We must learn to choose the lesser of many evils. This is a big idea of buddhism and especially of Daoism – you might have heard of “wu wei” or seen the principle at work in Tai Chi. Doing by not doing. Being by not being. The highest possible state we can achieve is to do as little as possible. We could be so much more intuitively zen than we are right now.

This is not to say that we do nothing. We still respond to the world around us, but we become acutely aware of the interconnectedness of all things, and we learn to be responsive as opposed to reactive, or worse, blindly productive.

“Growth for the sake of growth is the ‘ideology’ of the cancer cell.” -Edward Abbey

Finally, I’d like to share one of my long obsessions, which I’m planning to dive back into soon – the origin story of UC Santa Cruz.
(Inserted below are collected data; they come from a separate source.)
PR #1692, opened 2025-04-17
scx_p2dq: Add configuration for dispatch load balancing

hodgesds:
Make load balancing configurable on the dispatch path by setting the dispatch_lb_busy value. If the load proportion is under the busy value then allow the CPU to migrate tasks across LLCs.

### DIFF
--- a/scheds/rust/scx_p2dq/src/bpf/main.bpf.c
+++ b/scheds/rust/scx_p2dq/src/bpf/main.bpf.c
@@ -57,6 +57,7 @@ const volatile bool kthreads_local = true;
 const volatile bool max_dsq_pick2 = false;
 const volatile bool select_idle_in_enqueue = true;
 
+const volatile u64 dispatch_lb_busy = 75;
 const volatile u64 wakeup_lb_busy = 90;
 const volatile u64 lb_slack_factor = 5;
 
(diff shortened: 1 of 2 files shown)


scheds/rust/scx_p2dq/src/bpf/main.bpf.c
```diff
@@ -330,16 +332,15 @@ static struct llc_ctx *pick_two_llc_ctx(struct llc_ctx *cur_llcx, struct llc_ctx
...
+	if (min_nr_queued_pick2 > 0 && cur_queued < min_nr_queued_pick2)
 		return NULL;
 
 	left_load = left->load;
 	right_load = right->load;
 
 	// If the current LLCs has more load don't try to pick2.
 	cur_load += (lb_slack_factor * cur_load) / 100;
-	if ((nr_llcs > 2 && cur_load > left_load && cur_load > right_load))
+	if ((nr_llcs > 2 && (cur_load > left_load || cur_load > right_load)))
```
JakeHillion, line 343: This is an interesting change. Previously we'd have picked from the more heavily loaded option of the two, now we pick from neither if we're in the middle. Seems to make sense and reduce migrations.

scheds/rust/scx_p2dq/src/lib.rs
```diff
@@ -53,6 +53,11 @@ pub struct SchedulerOpts {
     #[clap(short = 'd', long, action = clap::ArgAction::SetTrue)]
     pub dispatch_pick2_disable: bool,
 
+    /// Enables pick2 load balancing on the dispatch path when LLC utilization is under the
+    /// specified utilization.
+    #[clap(long, default_value = "75", value_parser = clap::value_parser!(u64).range(0..99))]
```
JakeHillion, line 58: Is it worth allowing 100 to make this path always true?

JakeHillion (approved):

scheds/rust/scx_p2dq/src/lib.rs
hodgesds: Good call

PR #1693, opened 2025-04-17
scx_bpfland: improve wakeups

arighi:
Allow direct dispatch on sync wakeup only within the same LLC (to reduce LLC migrations that can be costly on certain architectures - e.g., AMD).

Based on tests and benchmarks from the CachyOS community, these changes don't appear to bring significant improvements, but the overall trend seems positive, with small performance gains.

### DIFF
--- a/scheds/rust/scx_bpfland/src/bpf/main.bpf.c
+++ b/scheds/rust/scx_bpfland/src/bpf/main.bpf.c
@@ -442,11 +442,39 @@ static void task_update_domain(struct task_struct *p, struct task_ctx *tctx,
 		bpf_cpumask_and(l3_mask, cast_mask(p_mask), cast_mask(l3_domain));
 }
 
-static bool is_wake_sync(const struct task_struct *p,
-			 const struct task_struct *current,
-			 s32 prev_cpu, s32 cpu, u64 wake_flags)
+/*
+ * Return true if all the CPUs in the LLC of @cpu are busy, false
+ * otherwise.
+ */
+static bool is_llc_busy(const struct cpumask *idle_cpumask, s32 cpu)
 {
-	if (wake_flags & SCX_WAKE_SYNC)
+	const struct cpumask *primary, *l3_mask;
+	struct cpu_ctx *cctx;
+
+	primary = cast_mask(primary_cpumask);
+	if (!primary)
+		return false;
+
+	cctx = try_lookup_cpu_ctx(cpu);
+	if (!cctx)
+		return false;
+
+	l3_mask = cast_mask(cctx->l3_cpumask);
+	if (!l3_mask)
+		l3_mask = primary;
+
+	return !bpf_cpumask_intersects(l3_mask, idle_cpumask);
+}
+
+/*
+ * Return true if the waker commits to release the CPU after waking up @p,
+ * false otherwise.
+ */
+static bool is_wake_sync(s32 prev_cpu, s32 this_cpu, u64 wake_flags)
+{
+	const struct task_struct *current = (void *)bpf_get_current_task_btf();
+
+	if ((wake_flags & SCX_WAKE_SYNC) && !(current->flags & PF_EXITING))
 		return true;
 
 	/*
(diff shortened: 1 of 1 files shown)


hodgesds (approved):
LGTM

arighi:
Actually... let's wait a bit before merging this, I'm seeing regressions in kernel builds with the 2nd commit applied (I feel like the wakeup from IRQ optimization brings more overhead than benefits).

scheds/rust/scx_bpfland/src/bpf/main.bpf.c
```diff
@@ -527,50 +592,57 @@ static s32 pick_idle_cpu(struct task_struct *p, s32 prev_cpu, u64 wake_flags, bo
...
-		share_llc = bpf_cpumask_test_cpu(prev_cpu, curr_l3_domain);
-		if (share_llc &&
-		    scx_bpf_test_and_clear_cpu_idle(prev_cpu)) {
-			cpu = prev_cpu;
+		if ((!smt_enabled || bpf_cpumask_test_cpu(this_cpu, idle_smtmask)) &&
+		    scx_bpf_test_and_clear_cpu_idle(this_cpu)) {
+			cpu = this_cpu;
 			*is_idle = true;
 			goto out_put_cpumask;
 		}
```
hodgesds, line 634: Might be worth trying here if nothing is found to return a CPU in the LLC anyways? This is the part that I tried testing and couldn't get good results on.

arighi: Yeah that's the culprit, it's more or less what fair.c is doing, but in our case it seems to introduce more overhead than benefits. Maybe it's good in some special cases, but it seems a bit too situational.

I think it makes sense to return any CPU in the LLC, but that means removing this chunk of code and fallback to the regular path of finding an idle CPU. So... basically we can drop the last commit and we get better performance in general.

scheds/rust/scx_bpfland/src/bpf/main.bpf.c
```diff
@@ -455,15 +483,43 @@ static bool is_wake_sync(const struct task_struct *p,
...
+	 */
+	if ((this_cpu != prev_cpu) && scx_bpf_test_and_clear_cpu_idle(prev_cpu))
+		return prev_cpu;
+
+	/*
+	 * If waker and wakee are on the same CPU and no other tasks are
+	 * queued, consider the waker's CPU as idle.
+	 */
+	if (!scx_bpf_dsq_nr_queued(SCX_DSQ_LOCAL_ON | this_cpu))
+		return this_cpu;
```
multics69, line 527: Testing the waker's idleness this way is because the waker's CPU is not idle always. Am I right?

multics69 (approved):

multics69:
> Actually... let's wait a bit before merging this, I'm seeing regressions in kernel builds with the 2nd commit applied (I feel like the wakeup from IRQ optimization brings more overhead than benefits).

Regarding the second commit, the logic looks reasonable to me. If it causes some regressions, would it be because a single waker wakes up multiple wakees, hampering cache hotness and load balancing?

scheds/rust/scx_bpfland/src/bpf/main.bpf.c
arighi: Exactly, the waker is still running, but it made a promise to release the CPU right after the wakeup (because SCX_WAKE_SYNC is set), so the CPU is not idle, but it'll be immediately after the wakeup, therefore this CPU is basically idle for the wakee. It's like a "function call" between two tasks.

arighi:
> > Actually... let's wait a bit before merging this, I'm seeing regressions in kernel builds with the 2nd commit applied (I feel like the wakeup from IRQ optimization brings more overhead than benefits).
> 
> Regarding the second commit, the logic looks reasonable to me. If it causes some regressions, would it be because a single waker wakes up multiple wakees, hampering cache hotness and load balancing?

For what I see this might help in some rare cases, but often there's not a strong relationship between the IRQ CPU and the wakee CPU (in terms of caching) and in general prev_cpu has better hot cache data.

I think fair.c does this for historical reasons (looking at the git log this logic to move a task to the IRQ CPU seems pretty old) and it was actually mitigated at some point to limit the migration within the LLC, see this commit by Peter: https://web.git.kernel.org/pub/scm/linux/kernel/git/torvalds/linux.git/commit/?id=7332dec055f2457c386032f7e9b2991eb05c2a0a

Just looking at the beginning of this commit message:
```
If waking from an idle CPU due to an interrupt then it's possible that
the waker task will be pulled to wake on the current CPU. Unfortunately,
depending on the type of interrupt and IRQ configuration, there may not
be a strong relationship between the CPU an interrupt was delivered on
and the CPU a task was running on. For example, the interrupts could all
be delivered to CPUs on one particular node due to the machine topology
or IRQ affinity configuration. Another example is an interrupt for an IO
completion which can be delivered to any CPU where there is no guarantee
the data is either cache hot or even local.
```

It confirms that the benefits of this optimization are very situational and in this case the LLC limitation helped, because doing a cross-node migration for uncertain benefits is not that great.

What I see in my tests is that if the system is pretty much idle, it makes no measurable difference (probably in modern CPUs once you're within the same LLC, picking a CPU or another doesn't make much difference). However, when the system is busy, the extra logic just adds more overhead, it's tiny, but consistent and measurable, in a parallel kernel build for example it's around 0.6% (in the system that I've used).

Therefore, I'll update this PR to drop the second commit.

PS it'd be interesting to try to drop this logic also from fair.c and see what happens, will do some tests with this as well later.

arighi:
Alright, dropped the 2nd commit and updated PR description.

This one seems good according to my tests. Limiting WAKE_SYNC migrations within the LLC seems beneficial: we can avoid costly cross-LLC / cross-node migrations and for single-LLC / single-node systems there's no extra overhead.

If you have never been to this campus, just imagine a massive research university rhizomatically interwoven into an old growth redwood forest. Picture modern architecture which blends into the landscape and invites you to explore in equal parts solitude and community. Imagine little colleges which feel small and intimate but are all interlinked as part of a bigger system, so that you are never more than a few minutes from inspiring minds in physics, engineering, social activism, biology, and art.

Now imagine that this magical place stems from deep thought into how compromises could be reimagined into something greater than the sum of their parts (for example, valuing serious academics but also ditching grades to promote curiosity, or the benefits of a large research school melded with the feel and values of a small rural liberal arts college).

I hope you’ll enjoy taking the journey with me as I read Seeds of Something Different, the origin story of UCSC.

Dean McHenry at a desk in the Great Meadow, 1962 Photo by Vester Dick

I love you friend, and I hope we talk soon.